INSTRUCTIONS FOR THE TASK: Copy each line of the records that contains the word "needed".

DATA SHOWN:
• • •

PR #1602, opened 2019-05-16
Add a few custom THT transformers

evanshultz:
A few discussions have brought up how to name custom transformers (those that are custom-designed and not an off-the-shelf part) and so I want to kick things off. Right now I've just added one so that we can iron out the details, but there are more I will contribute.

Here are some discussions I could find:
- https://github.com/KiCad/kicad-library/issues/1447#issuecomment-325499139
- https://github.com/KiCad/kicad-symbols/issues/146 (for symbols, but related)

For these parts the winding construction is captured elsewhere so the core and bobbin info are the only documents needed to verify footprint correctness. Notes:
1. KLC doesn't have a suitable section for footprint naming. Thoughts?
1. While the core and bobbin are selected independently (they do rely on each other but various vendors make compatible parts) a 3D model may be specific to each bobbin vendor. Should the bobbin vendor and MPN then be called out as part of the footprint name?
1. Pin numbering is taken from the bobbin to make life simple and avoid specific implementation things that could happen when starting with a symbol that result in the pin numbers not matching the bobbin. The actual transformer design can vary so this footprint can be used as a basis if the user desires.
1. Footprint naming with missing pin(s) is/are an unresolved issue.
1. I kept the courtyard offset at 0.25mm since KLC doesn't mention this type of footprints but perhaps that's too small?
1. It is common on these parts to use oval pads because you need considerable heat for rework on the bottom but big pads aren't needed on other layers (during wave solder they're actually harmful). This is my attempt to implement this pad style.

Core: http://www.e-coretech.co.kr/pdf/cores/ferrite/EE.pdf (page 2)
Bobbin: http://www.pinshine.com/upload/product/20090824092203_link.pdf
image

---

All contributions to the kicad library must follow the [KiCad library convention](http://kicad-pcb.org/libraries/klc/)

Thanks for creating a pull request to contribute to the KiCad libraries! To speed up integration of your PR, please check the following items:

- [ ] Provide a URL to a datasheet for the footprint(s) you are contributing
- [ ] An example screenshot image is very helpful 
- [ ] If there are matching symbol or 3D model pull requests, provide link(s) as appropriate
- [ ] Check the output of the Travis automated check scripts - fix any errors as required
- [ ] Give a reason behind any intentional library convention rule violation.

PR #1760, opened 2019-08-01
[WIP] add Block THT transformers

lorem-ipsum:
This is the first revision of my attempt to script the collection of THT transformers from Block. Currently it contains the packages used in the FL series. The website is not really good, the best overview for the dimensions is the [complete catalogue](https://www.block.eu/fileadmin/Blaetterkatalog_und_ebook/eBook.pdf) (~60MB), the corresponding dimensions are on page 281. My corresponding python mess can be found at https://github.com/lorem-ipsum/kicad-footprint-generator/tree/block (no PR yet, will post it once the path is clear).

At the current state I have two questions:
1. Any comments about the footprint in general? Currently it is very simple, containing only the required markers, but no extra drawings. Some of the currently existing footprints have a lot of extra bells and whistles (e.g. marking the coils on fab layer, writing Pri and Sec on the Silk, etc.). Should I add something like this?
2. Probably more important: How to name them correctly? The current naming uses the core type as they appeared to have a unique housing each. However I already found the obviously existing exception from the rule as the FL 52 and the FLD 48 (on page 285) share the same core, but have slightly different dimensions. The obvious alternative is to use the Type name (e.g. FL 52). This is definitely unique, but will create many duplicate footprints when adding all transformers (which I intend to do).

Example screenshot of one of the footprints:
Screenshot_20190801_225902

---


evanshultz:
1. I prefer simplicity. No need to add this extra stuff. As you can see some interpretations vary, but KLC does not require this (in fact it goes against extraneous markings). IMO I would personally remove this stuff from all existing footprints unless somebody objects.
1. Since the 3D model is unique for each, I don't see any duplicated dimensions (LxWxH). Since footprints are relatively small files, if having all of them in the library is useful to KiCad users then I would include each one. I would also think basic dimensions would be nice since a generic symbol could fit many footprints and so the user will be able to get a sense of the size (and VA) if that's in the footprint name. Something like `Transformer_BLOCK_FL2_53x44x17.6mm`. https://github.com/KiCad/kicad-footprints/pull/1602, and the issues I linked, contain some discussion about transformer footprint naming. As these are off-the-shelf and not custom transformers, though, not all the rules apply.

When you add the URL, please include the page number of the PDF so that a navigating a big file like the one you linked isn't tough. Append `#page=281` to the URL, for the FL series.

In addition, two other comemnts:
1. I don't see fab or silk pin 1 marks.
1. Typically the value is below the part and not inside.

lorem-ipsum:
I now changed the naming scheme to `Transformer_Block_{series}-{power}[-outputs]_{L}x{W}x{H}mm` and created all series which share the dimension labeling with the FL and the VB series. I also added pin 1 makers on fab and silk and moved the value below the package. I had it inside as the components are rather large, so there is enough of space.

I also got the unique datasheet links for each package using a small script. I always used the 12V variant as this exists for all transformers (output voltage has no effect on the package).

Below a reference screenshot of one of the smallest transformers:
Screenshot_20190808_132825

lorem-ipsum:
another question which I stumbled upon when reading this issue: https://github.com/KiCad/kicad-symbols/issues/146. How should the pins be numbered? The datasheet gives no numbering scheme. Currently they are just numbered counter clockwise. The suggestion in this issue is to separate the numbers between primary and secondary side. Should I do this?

• • •

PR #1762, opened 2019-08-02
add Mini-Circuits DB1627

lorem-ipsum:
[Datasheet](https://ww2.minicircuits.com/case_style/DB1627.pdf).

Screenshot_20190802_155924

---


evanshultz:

• • •

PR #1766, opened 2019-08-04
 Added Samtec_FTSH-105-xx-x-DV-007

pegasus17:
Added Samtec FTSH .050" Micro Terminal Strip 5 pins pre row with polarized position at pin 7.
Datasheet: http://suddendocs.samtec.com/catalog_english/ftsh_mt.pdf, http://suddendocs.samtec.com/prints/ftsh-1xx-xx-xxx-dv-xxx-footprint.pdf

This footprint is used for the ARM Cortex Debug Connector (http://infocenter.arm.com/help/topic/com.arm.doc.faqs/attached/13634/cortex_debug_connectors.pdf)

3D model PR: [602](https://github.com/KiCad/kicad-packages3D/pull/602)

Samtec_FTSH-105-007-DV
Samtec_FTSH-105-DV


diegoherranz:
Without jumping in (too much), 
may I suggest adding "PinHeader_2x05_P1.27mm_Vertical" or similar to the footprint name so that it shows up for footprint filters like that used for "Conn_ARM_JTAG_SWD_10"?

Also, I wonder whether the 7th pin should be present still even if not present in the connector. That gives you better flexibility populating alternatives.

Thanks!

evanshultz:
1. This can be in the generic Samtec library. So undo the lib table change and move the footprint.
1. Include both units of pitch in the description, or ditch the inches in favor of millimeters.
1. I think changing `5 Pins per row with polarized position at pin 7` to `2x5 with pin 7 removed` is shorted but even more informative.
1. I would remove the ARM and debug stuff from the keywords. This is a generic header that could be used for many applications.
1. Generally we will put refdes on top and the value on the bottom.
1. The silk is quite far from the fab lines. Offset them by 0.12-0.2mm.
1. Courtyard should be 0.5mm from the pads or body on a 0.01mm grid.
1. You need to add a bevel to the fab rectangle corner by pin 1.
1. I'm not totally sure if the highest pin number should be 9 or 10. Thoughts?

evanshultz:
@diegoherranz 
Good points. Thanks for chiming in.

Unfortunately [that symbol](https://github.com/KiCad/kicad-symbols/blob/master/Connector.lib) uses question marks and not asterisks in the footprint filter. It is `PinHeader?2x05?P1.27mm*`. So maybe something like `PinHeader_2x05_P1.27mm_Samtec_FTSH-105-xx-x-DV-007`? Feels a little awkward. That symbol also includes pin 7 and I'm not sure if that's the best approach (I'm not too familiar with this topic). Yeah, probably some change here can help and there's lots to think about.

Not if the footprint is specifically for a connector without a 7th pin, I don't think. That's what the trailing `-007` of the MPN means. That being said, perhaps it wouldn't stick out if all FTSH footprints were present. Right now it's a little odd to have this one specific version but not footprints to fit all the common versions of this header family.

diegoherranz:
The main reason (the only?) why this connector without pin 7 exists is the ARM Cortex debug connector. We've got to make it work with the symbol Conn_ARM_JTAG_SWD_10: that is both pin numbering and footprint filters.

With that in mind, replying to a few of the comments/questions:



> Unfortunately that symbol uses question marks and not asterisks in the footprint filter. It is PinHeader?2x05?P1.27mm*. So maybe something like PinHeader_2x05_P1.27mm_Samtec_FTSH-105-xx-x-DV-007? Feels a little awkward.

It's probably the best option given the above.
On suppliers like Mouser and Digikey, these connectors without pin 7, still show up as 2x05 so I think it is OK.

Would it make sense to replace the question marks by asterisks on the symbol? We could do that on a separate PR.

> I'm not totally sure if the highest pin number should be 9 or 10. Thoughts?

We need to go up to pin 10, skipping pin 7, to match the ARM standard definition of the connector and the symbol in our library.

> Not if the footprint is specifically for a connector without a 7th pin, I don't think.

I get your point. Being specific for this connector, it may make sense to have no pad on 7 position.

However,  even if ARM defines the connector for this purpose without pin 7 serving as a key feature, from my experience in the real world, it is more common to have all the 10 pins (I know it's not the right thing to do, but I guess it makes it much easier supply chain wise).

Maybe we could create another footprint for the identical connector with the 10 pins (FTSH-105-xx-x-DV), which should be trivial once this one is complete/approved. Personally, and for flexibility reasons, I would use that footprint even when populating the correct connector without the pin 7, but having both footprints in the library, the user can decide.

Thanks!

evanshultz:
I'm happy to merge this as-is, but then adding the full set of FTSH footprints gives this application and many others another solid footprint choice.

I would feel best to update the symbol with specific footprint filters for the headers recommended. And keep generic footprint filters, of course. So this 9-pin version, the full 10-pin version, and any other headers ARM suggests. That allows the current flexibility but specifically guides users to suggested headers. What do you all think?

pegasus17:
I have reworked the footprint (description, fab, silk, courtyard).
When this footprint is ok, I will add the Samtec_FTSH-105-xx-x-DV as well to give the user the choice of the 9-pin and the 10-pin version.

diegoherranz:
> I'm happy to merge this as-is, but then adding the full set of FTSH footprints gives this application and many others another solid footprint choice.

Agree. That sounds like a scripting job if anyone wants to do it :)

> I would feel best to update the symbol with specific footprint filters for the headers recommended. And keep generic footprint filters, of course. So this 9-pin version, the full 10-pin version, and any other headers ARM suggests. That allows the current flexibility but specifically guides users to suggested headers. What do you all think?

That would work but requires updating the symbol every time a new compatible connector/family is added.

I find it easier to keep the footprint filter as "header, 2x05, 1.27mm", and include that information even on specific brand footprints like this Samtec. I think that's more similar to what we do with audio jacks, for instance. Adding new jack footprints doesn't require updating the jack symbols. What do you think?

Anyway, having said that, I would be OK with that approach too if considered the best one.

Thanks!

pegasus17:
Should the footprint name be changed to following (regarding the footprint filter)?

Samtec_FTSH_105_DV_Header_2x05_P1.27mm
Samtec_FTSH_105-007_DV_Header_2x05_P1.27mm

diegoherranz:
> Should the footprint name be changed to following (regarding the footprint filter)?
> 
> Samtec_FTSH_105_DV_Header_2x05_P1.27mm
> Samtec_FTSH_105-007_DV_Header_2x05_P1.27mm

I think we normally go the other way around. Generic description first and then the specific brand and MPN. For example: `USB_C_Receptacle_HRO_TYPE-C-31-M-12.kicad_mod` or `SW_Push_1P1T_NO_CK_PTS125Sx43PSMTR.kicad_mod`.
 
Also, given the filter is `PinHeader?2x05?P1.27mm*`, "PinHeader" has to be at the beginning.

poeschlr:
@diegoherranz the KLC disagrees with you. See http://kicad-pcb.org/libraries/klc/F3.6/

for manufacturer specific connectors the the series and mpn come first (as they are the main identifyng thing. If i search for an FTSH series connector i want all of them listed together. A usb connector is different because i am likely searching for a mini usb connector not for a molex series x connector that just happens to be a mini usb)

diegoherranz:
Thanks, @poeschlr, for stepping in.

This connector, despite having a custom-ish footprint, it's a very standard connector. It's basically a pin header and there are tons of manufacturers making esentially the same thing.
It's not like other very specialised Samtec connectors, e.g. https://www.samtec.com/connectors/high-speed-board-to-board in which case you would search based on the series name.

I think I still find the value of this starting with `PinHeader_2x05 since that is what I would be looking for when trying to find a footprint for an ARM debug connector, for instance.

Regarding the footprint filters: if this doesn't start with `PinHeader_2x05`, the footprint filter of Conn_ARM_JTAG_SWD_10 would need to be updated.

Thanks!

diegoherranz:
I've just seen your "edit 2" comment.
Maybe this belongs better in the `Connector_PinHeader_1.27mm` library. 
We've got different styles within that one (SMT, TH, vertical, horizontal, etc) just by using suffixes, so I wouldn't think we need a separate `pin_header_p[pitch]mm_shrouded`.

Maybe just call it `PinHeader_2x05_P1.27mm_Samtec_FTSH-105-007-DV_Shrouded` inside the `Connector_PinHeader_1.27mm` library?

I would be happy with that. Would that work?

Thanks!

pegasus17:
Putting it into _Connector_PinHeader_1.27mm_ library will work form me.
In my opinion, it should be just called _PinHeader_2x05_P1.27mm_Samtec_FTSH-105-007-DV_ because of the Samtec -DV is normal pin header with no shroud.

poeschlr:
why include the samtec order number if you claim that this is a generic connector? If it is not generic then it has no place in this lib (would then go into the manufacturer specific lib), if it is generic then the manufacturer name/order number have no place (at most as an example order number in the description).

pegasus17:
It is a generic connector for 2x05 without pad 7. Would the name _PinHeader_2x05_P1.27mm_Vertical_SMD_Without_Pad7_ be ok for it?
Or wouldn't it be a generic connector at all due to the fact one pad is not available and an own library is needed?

• • •

RESPONSE FOR THIS EXERCISE:
For these parts the winding construction is captured elsewhere so the core and bobbin info are the only documents needed to verify footprint correctness. Notes:
1. It is common on these parts to use oval pads because you need considerable heat for rework on the bottom but big pads aren't needed on other layers (during wave solder they're actually harmful). This is my attempt to implement this pad style.
Or wouldn't it be a generic connector at all due to the fact one pad is not available and an own library is needed?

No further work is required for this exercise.